Steel caskets have an interesting history, not the least of which includes the many intriguing custom-made caskets that are on-display at the National Museum of Funeral History. Some of the steel caskets that are part of the museum’s “A life well lived” display include steel caskets sculpted in the form of an airplane, an Eagle, a car, and even a Lobster. These steel caskets are all intricately designed to capture the fun-loving spirit of the loved-ones who will ride in them to eternity.

But aside from that intriguing display, steel caskets – which have, in the last 30 years, returned as king of the casket industry -- have an important history. Here are a few highlights.

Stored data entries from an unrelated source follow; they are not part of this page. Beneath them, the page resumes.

Issue #457, opened 2026-09-13
Stage 4 cutover: wire quoin-change-assurance through quoin-core dispatch and delete src/change-assurance/


kreneskyp:
Parent: #373. Successor to #455. Traces FR-101, NFR-025.

Wire `quoin-change-assurance` into the `quoin-core` binary and delete the
1,782 lines of TypeScript it replaces. **A port is not a cutover** — #455
delivers a crate; this ticket makes it the code that runs.

## Blocked on decisions, now made

- **#394** — durability: two named primitives, parent-directory fsync stays.
- **#406** — `__proto__` is refused on both sides, with a stable error code.
- **#408** — the 33 non-canonical store files are frozen; the replay gate reads
  them as a recorded allowance, not as passes.

## Scope

1. Register `change_assurance.*` as command-shaped operations in
   `rust/crates/quoin-core/src/dispatch.rs`. The unit of IPC is
   `quoin-core <domain>.<op>`, never a bare function.
2. Every op gets a `pub const MAX_*_BYTES` applied **before any host is
   consulted**, and `tc_412_the_transport_ceiling_stays_above_every_domain_bound`
   gains its entries.
3. stdout = payload, stderr = canonical JSON diagnostics. No diagnostic on
   stdout, ever. Full exit taxonomy `Ok 0 / Partial 1 / Refused 2 / Invalid 3 /
   Internal 4`, with the crate's error codes mapped onto it deliberately and the
   mapping pinned by a count.
4. Rewire the 9 files under `src/commands/change-assurance/` through
   `src/core/exec.ts` — `intake.ts`, `receipt.ts`, `recover.ts`, `schema.ts`,
   `seal-record.ts`, `seal-attestation.ts`, `verify-receipt.ts`, `common.ts`,
   `index.ts`. **This is its own commit, demonstrated revertible.**
5. **Then** delete `src/change-assurance/*.ts` and its tests in the same commit.
   `src/store/schemas/*.json` is the vendored contract and does **not** go.

## Route coverage, not handler coverage

The trap #447 found: a unit test calling the handler function cannot see a
swapped match arm — the drift guard, the unit tests and difftest all stay green
while `quoin change-assurance <cmd>` breaks for a user.

**Every `OPERATIONS` entry must be handed to the real binary by its wire
spelling**, by an integration test asserting a payload only that handler writes.

## Tests that must be split, not deleted

`tests/change-assurance-schema-assets.test.ts` (67) asserts the schema assets
[...]

PR #459, opened 2026-09-13
feat(rust): port change-assurance to a quoin-change-assurance crate (#455)

### LINKED ISSUE #455: [Stage 4] quoin-change-assurance: records, attestations, receipts and verification
Port `src/change-assurance/` — **1,782 lines, 6 files** — to a Rust crate
`rust/crates/quoin-change-assurance/`.

Parent: #373. Traces FR-100, NFR-025. **No TypeScript is deleted in this ticket**
— cutover and deletion are a separate ticket, per FR-101.

## Why this one first

It is the only genuinely leaf domain left in the program. #425 established that
the ordering rule is **type closure**, not the import graph, so this ticket
states its closure up front:

| Needs | Owner | Status |
|---|---|---|
| canonical JSON, JCS, strict parse | `quoin-store` | **merged** |
| blake3 record digest, sha256 file digest, digest domains | `quoin-store` | **merged** |
| durable + content-addressed atomic write, staging recovery | `quoin-store` | **merged** |

Nothing else. After #376 broke the cycle, `src/change-assurance/` imports **zero**
evidence symbols — its shared surface moved down into `src/store/`, which
`quoin-store` already covers in full. No YAML, no subprocess, no network, no
`process.env`.

## Scope

| TS file | Lines | Rust module | Note |
|---|---:|---|---|
| `records.ts` | 593 | `records` | seal/verify, lineage, ix-flow chain hashing |
| `verify.ts` | 553 | `verify` | `verifyChangeAssurance`, `verifyReceipt` |
| `types.ts` | 226 | `model` | record / attestation / receipt / decision |
| `store.ts` | 215 | — | **mostly already in `quoin-store`**; only `intakeAttestation`'s directory staging and `recoverChangeAssuranceStaging` are new here |
| `attestations.ts` | 145 | `attestations` | seal/verify/bytes |
| `index.ts` | 50 | `lib.rs` | |

## Constraints

**The library half names no host capability.** Storage goes through
`quoin-store`. The staging/intake flow is the one filesystem seam and sits
behind a trait with a disk and an in-memory implementation and **one** analysis
over both — the shape `quoin-validators` established with
`RepoSource`/`DiskRepo`/`MemoryRepo`.

**One canonical form in the program, not two that agree by coincidence.**
`hashIxFlowEvent` (`records.ts:466-480`) carries a *third* JSON serializer of
its own (`records.ts:500-510`), separate from both JCS and the pretty writer.
It must call `quoin-store`'s function. If a byte comparison proves the two
differ, that difference is a **finding to report**, not a port detail to
reproduce.

**Durability semantics are decided, not rediscovered.** Follow #394: mutable
named records (`records/<digest>.json`) use `write_atomic`; the parent-directory
fsync stays; directory-granular attestation publish stays a composition here,
not `quoin-store` surface.

**Digest surface.** blake3 over JCS bytes with the top-level `digest` member
removed, 64 lowercase hex unprefixed (`src/store/integrity.ts:194-197`).
sha256 for the ix-flow chain with genesis `"0".repeat(64)` (`records.ts:464`).
Use `quoin-store`'s `CanonicalDigest` / `RawFileSha256Digest` newtypes; do not
carry bare `String` digests.

## House rules

`#![forbid(unsafe_code)]`; one `thiserror` error enum at the crate boundary with
stable codes; newtypes over bare `String` for every id; clippy clean at
`-D warnings`; `/rust-review` is the style guide and quoin's
`.claude/skills/rust-style/SKILL.md` outranks it. Avoid giant files — one module
per concern, `mod.rs` re-exporting.

Invoke cargo from `rust/` with an explicit `--target-dir`; toolchain 1.98.1.

## Acceptance

- Seal, verify, lineage, receipt and ix-flow chain results **byte-identical** to
  TypeScript on a golden corpus captured once from TS. No live Node oracle
  (FR-101 AC-5).
- Every criterion carried by `tests/change-assurance.test.ts` (973 lines) is
  restated on a Rust test with a **criterion-level** `Trace:` tag
  (`FR-100-AC-n`), never a bare `FR-100`.
- No self-fixture tautology: a criterion is not carried by a test asserting
  against a fixture the test itself wrote, nor by a check over an empty
  population.
- `make rust-gate` green.

kreneskyp:
Closes #455.

Ports `src/change-assurance/` (1,782 lines, 6 files) to a new crate,
`rust/crates/quoin-change-assurance`. **No TypeScript is deleted here** —
cutover and deletion are #457.

## Lines of Rust added

| | files | lines |
|---|---|---|
| `src/` | 20 | 6,156 |
| `tests/` | 7 | 2,101 |
| **Rust total** | **27** | **8,257** |
| `oracle/capture-change-assurance-oracle.mjs` (one-time capture, not in the test path) | 1 | 720 |
| `tests/fixtures/oracle.json` (the committed capture) | 1 | — |
| `DIVERGENCE.md` | 1 | 76 |

## Module layout

```
src/lib.rs                 crate docs: the integrity boundary, and where the rules live
src/error.rs               one thiserror enum, stable QCA-* codes, structural refusal kinds
src/ids.rs                 a newtype per identity and per digest domain
src/model/{json,outcome,record,attestation,receipt,decision}.rs
                           the four sealed shapes, the closed 35-reason vocabulary,
                           UTF-16 ordering, and the retained ix-flow event
src/records.rs             sealChangeRecord / verifyChangeRecord / verifyLineage / validateDecision
src/attestations.rs        sealAttestation / verifyAttestation
src/verify/{input,audit,lineage,proofs,mod}.rs
                           verifyChangeAssurance and the receipt it always produces
src/intake/{mod,memory,disk}.rs
                           trait EvidenceStore + MemoryEvidenceStore + DiskEvidenceStore,
                           one analysis over both
```

`intake/disk.rs` is the only module that names a host capability
(`std::fs`, the process id, the clock — the last two only inside a staging
directory's name). Paths, atomic and content-addressed writes, canonical
bytes, strict parse, blake3 and sha256-of-a-file all come from `quoin-store`;
nothing is reimplemented. The genuinely new storage work is
`intake_attestation`'s directory staging (a pair is published whole by one
rename) and `recover_staging`, which `quoin-store`'s file-granular recovery
cannot do.

## The `hashIxFlowEvent` serializer question — measured, and they agree

`hashIxFlowEvent` (`records.ts:467`) carries a **third** JSON serializer,
`canonicalIxFlowJson`. This crate does not port it: it hashes `quoin-store`'s
JCS bytes.

The capture records, for each of 6 events, the sha256 `hashIxFlowEvent`
produced **and** the bytes `canonicalizeJcs` produced. The events were chosen
to separate the two if anything can: an astral character, every escape JSON
defines, `-0`, `1e21`, `1e-7`, `9007199254740991`, an empty object and array,
and keys crossing the surrogate boundary where UTF-16 and scalar order
disagree.

**Result: byte-identical on all six, and the hashes match.**
`canonicalIxFlowJson` cannot be distinguished from JCS on anything
`parseStrictJson` admits, so there is no third serializer in the port and no
divergence to report. Pinned by
`tc_455_the_ix_flow_serializer_is_jcs_byte_for_byte` and
`tc_455_every_captured_event_hashes_to_what_the_oracle_hashed`.

## Criteria restated, and where

Every test carries a criterion-level `/// Trace:` tag. 49 tests: 9 unit,
39 integration, 1 doctest.

| Criteria | Where |
|---|---|
| FR-063-AC-1..8 | `tests/tc_455_records.rs` |
| FR-063-AC-9 | `tests/tc_455_intake.rs` |
| FR-063-AC-10 | `tests/tc_455_ix_flow.rs` |
| FR-063-AC-11 | `tests/tc_455_boundary.rs` |
| FR-064-AC-1, 2, 4, 5, 7 | `tests/tc_455_attestations.rs` |
| FR-064-AC-3, 6, 8 | `tests/tc_455_intake.rs` |
| FR-064-AC-9 | `tests/tc_455_boundary.rs` |
| FR-065-AC-1..12 | `tests/tc_455_verify.rs` |
| FR-100-AC-3 (refusal classification parity) | `tests/tc_455_verify.rs` |
| FR-100-AC-8 (no host capability in the library half) | `tests/tc_455_boundary.rs` |
| FR-100-AC-9 (interrupted publish, orphan recovery) | `tests/tc_455_intake.rs` |
| FR-100-CON-4 (one canonicalizer, one digest) | `tests/tc_455_boundary.rs`, `tests/tc_455_ix_flow.rs` |

The oracle capture is committed and **no test runs Node** (FR-101 AC-5). Every
census-style test carries an anti-vacuity floor, and every expectation compared
against was produced by the TypeScript, never by this crate.

Reason coverage: **34 of the 35 reasons** in the closed vocabulary are reached
by receipts this crate produced, asserted as an exact figure by
`tc_455_thirty_four_of_the_thirty_five_reasons_are_reached`.

## Two faithfulness bugs the oracle caught, fixed here

Both were found by the parity tests, not by reading:

1. `schemaInvalidReceipt` wraps a non-object record **twice** before digesting
   it (`{retained_record: {retained_record: raw}}`). The port wrapped once and
   produced a different `record_digest`. Reproduced, with the reason in a
   comment: the digest is the only name an unreadable record has.
2. `verifyLineage`'s first statement re-verifies the subject record, so a
   record whose digest does not verify fails the **lineage** check as well,
   classified `parent_mismatch`. The port skipped it and reported lineage
   valid.

## Findings against the retained TypeScript (not "fixed" here)

`DIVERGENCE.md` records four. The one worth reading:

**`parent_missing` is unreachable as a receipt reason.** The lineage check is
built with `check(reasons, "invalid")` while `parent_missing` sits in the
*incomplete* precedence set, so `verifyChangeAssurance` throws
`verification receipt outcome disagrees with reason precedence` while
validating the receipt it just built. Scenario `genesis-with-a-parent` in the
capture is that throw. The port reproduces the refusal exactly, and
`tc_455_refusals_happen_where_the_oracle_refuses` asserts refusal parity on
every scenario.

The others: `exact()` names undeclared members in map order rather than source
order; `Revision`/`size_bytes` are `u64`, so an integral double beyond 2^63 is
refused where the oracle accepts it; and a retained attestation with a
malformed `retained_output.digest` makes the oracle throw while building the
receipt, while this crate emits `null` and still returns one — the argument for
each is in `DIVERGENCE.md`.

## Gate output

```
$ make rust-gate
rust-gate: fmt, clippy -D warnings, cargo deny, tests, the end-to-end caller and the differential harness passed

$ make lint
check-import-cycles: 24 src modules, no cyclic component
$ prettier --check .
All matched files use Prettier code style!

$ cargo test -p quoin-change-assurance
9 + 5 + 4 + 5 + 3 + 8 + 14 passed; 0 failed   (+ 1 doctest)

$ QUOIN_CORE=… pnpm exec vitest run
Test Files  1 failed | 93 passed | 1 skipped (95)
     Tests  3 failed | 1059 passed | 10 skipped (1072)
```

The 3 vitest failures are `tests/bench-tier1.test.ts` reaching for `corpus/`
and `python3`, which a worktree does not carry — the same environmental class
as the known baseline failures on main, and no TypeScript changed in this PR.

Nothing was weakened to make anything pass: no pin loosened, no lint relaxed,
no blanket `allow`, no test deleted, no gate lowered.


kreneskyp:
## Review by measurement — gates re-run independently, all green

Re-ran every gate in a clean worktree at `8b9d6a7` with an explicit `--target-dir`:

- `cargo fmt --check` — clean
- `cargo clippy --workspace --all-targets -- -D warnings` — 0 warnings
- `cargo test -p quoin-change-assurance` — 48 tests + 1 doctest, all passing
- `cargo deny check` — advisories, bans, licenses, sources ok

Measured against the source rather than the summary:

- **Host capability** — `std::fs` and `std::process` appear in `intake/disk.rs` and nowhere else in `src/`. `tc_455_only_the_disk_store_names_a_host_capability` enforces it with a ≥14-file floor.
- **Trace tags** — 39 tests, 39 criterion-level tags, every one `-AC-n` or `-CON-n`. Zero bare `FR-100`. No `status_lies` shape.
- **Anti-vacuity** — all four boundary censuses carry a floor. The one in `tc_455_no_second_canonicalization_or_digest_implementation_exists_here` asserts the dependency set exactly, which is the right way to make a second implementation loud rather than quiet.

The word casket itself -- as it is currently used as a synonym for coffin – owes its modern meaning to the advent of steel caskets. In the nineteen and early 20th centuries, caskets were known exclusively as coffins and they were almost all made of wood. As the Industrial revolution took hold across America, that trend gradually changed as steel became more readily available for use in making steel caskets. Consumers in those days were squeamish about the idea of decomposing bodies, and they most comfortable with steel caskets because, so the average consumer thought, steel caskets would preserve a body for longer periods of time than their wood counterparts. (In reality, experts have discovered in recent years, steel caskets, for a variety of reasons, actually tend to speed up the decomposition process, and experts are careful to warn consumers that no casket – no matter how sturdy or airtight – can be expected to keep decomposition at bay for more than a few days.) So, steel caskets became, by far, the most common type of casket in America by very early in the 20th century. But, despite their popularity, they were still called “steel coffins,” about that time.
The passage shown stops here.